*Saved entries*
PR #74, opened 2023-10-03
Speed up JS implementation

rawrmonstar:
`for..of` loops are usually faster than `Array.prototype` loops. I replaced the `Array.prototype` loops with `for..of` loops when you don't need to access the index.

On my computer for Node 20 it went from 124ms -> 85ms

https://github.com/jinyus/related_post_gen/assets/13814048/b516fd18-1dc5-4431-82af-35d1bdfba36a

### DIFF
--- a/js/related.js
+++ b/js/related.js
@@ -1,74 +1,65 @@
 
 export function genRelatedPosts(posts) {
-
   // build a map of tags to post indices. tag -> [idx1, idx2, ...]
-  const tagMap = posts.reduce(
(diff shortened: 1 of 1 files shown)


jinyus:
Thanks speed up for me too

jinyus:
It's surprising that this change resulted in a larger performance increase for Node and Deno compared to Bun. They are now 4x faster.

Also interesting that switching  `for in` to `forEach` sped up dart.

PR #75, opened 2023-10-03
add PGO for JAVA

venom-goblin:


jinyus:
Hey, how many % increase does this yield for you? 
Graalvm is already taking the most time to run in the workflow and the free tier is limited so I don't want it eating up my minutes. So I  might have to ignore this if it's not a significant speed up.

venom-goblin:
Hey !
The processing time without IO on my machine now takes 38ms instead of 60ms for GraalVM, and the current go version takes ~ the same time, but I understand the build time issue with Graal, so don't merge the PR yet I'll include the profiling file and the agent file in the PR to cut down build time.

jinyus:
Alright, sounds good

venom-goblin:
I included the profiling file and removed the need for the agent file.

PR #76, opened 2023-10-03
[IGNORE] Update benchmark results

jinyus:
New benchmark results


jinyus:
It's surprising that this change resulted in a larger performance increase for Node and Deno compared to Bun. They are now 4x faster.

Also interesting that switching for for in to forEach sped up dart.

*EXERCISE BRIEF*
Your answer must be a single number: how many lines of the records contain the word "Also".

*EXERCISE RESULT*
2